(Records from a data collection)
= Beginning of Section =

PR #297, opened 2018-07-23
[Migrillian] Introduce migration config protobuf

pav-kv:


pavelkalinnikov:
PTAL.

trillian/migrillian/configpb/config.proto
```diff
@@ -0,0 +1,38 @@
...
+  string source_uri = 1;
+  // The public key of the source log.
+  keyspb.PublicKey public_key = 2;
+
+  // Trillian backend URI specification.
+  string trillian_uri = 3;
+  // The ID of a Trillian PREORDERED_LOG tree that stores the log data.
+  int64 log_id = 4;
+
+  // Max number of entries to request from this log via get-entries endpoint.
```
AlCutter: Max number of entries per request...

trillian/migrillian/core/util.go
```diff
@@ -15,14 +15,47 @@
...
+
+// ValidateConfig verifies that the config is sane.
+func ValidateConfig(cfg *configpb.MigrationConfig) error {
+	switch {
+	case len(cfg.SourceUri) == 0:
+		return errors.New("missing CT log URI")
+	case len(cfg.TrillianUri) == 0:
+		return errors.New("missing Trillian URI")
+	case cfg.LogId <= 0:
+		return errors.New("log ID must be positive")
```
AlCutter: Is this true - do we make 63 bit IDs, or just always represent them as uint64?

trillian/migrillian/main.go
```diff
@@ -143,6 +134,52 @@ func main() {
...
 }
 
+// getConfig returns the migration config loaded from a file, if specified, or
+// constructs one from flags. The config is validated.
+func getConfig() (*configpb.MigrationConfig, error) {
+	if len(*cfgPath) != 0 {
+		return core.LoadConfigFromFile(*cfgPath)
+	}
+
+	cfg := &configpb.MigrationConfig{
```
AlCutter: Is the extra complexity (potential for confusing invalid flag combinations etc.) worth the ability to configure either by file or by flags?

pavelkalinnikov: I would prefer dropping the flags. Those are useful only for testing, but I think writing a short config file can be more enjoyable. Also, multi-tenant Migrillian will have to be configured from a file to avoid flags mess.

trillian/migrillian/configpb/config.proto
pavelkalinnikov: Done.

trillian/migrillian/core/util.go
pavelkalinnikov: [yes](https://github.com/google/trillian/blob/e856bae55959e54d2e480790d7c881aced7a4b5c/storage/tree_id.go#L23)

trillian/migrillian/main.go
pavelkalinnikov: Removed the flags.

pavelkalinnikov:
PTAL.

trillian/migrillian/core/util.go
AlCutter: Excellent :)

trillian/migrillian/main.go
AlCutter: :+1:

PR #300, opened 2018-07-25
[Migrillian] Configure fetch range in proto

pavelkalinnikov:
This PR removes range flags from Migrillian binary. Migrillian will eventually become multi-tenant, so these need to be configured per-log.


pavelkalinnikov:
PTAL.

PR #301, opened 2018-07-25
Add rpc port to trillian sequencer

gdbelvin:
google/trillian#1231 introduced an rpc port on the trillian log signer. 

This PR adds port assignments to the trillian setup scripts.


pavelkalinnikov:
Please remove the Travis fix from this PR, #302 isolates the problem.

PR #3840, opened 2023-03-19
Filter Block Dump data

javierhimura:
I noticed after the pull adding Vivillon Blocks that the Dropdown with the save blocks has no filter option.

I added a filter for it. If you write a text and press enter, it will filter the items that contain that text.
I kept the original functionality of selecting an item if the input text is a hexadecimal string.

So, now if you type, for example, "Vivillon" and press enter, it will filter the blocks related to Vivillon GO connection.


Lusamine:
From what I can tell, this doesn't actually do anything?
It also broke the previous block key search.
At some point, it popped up an exception about a key not found but I am not sure how to replicate that.

block filter

javierhimura:
I have noticed the problem with the previous block key search, some hex values are converted to negative numbers, so I changed it to check is not 0.

Also fixed the text filter. After making and testing the change, I mistakenly inverted the comparison while trying to clean the code.

Lusamine:
There's some misbehavior if you filter it once, then try to use it for another search filter. Seems that it doesn't clear the filter unless you do it a few times, or you hit enter on a completely blank box.

refilter
Here it works fine for "Vivillon" the first time, then ignores the block key, and by the end it no longer allows me to search "Vivillon".

Lusamine:
Seems like the commit https://github.com/kwsch/PKHeX/pull/3840/commits/6e97ee2c90618f924ada9443e93a0713e6d4c2e6 fixed one of the issues I just brought up; I tested before you had pushed it.

I notice the search term is ignored if you have the dropdown open when searching.

javierhimura:
I was able to replicate that last issue but the problem is that when you write in the search term with the dropdown open and press enter the text box is received empty in the event. That also happens with the master branch if you write a hex value with the dropdown opened.

PR #3846, opened 2023-03-20
Fix first character of Japanese country/region names getting cut off

abcboy101:
When the interface language is set to Japanese, it incorrectly displayed `日本` or `アメリカ` as just `本` or `メリカ` in both the Trainer Data editor and the PK6/7 editor.


kwsch:
I decided to rewrite the method to be a little less obtuse; the sneaky `+ 1` shifting inside the original method was not obvious :)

= End of Section =

- [What is being asked]:
Return each line from the entries above that includes "ValidateConfig".

- [Result]:
+// ValidateConfig verifies that the config is sane.
+func ValidateConfig(cfg *configpb.MigrationConfig) error {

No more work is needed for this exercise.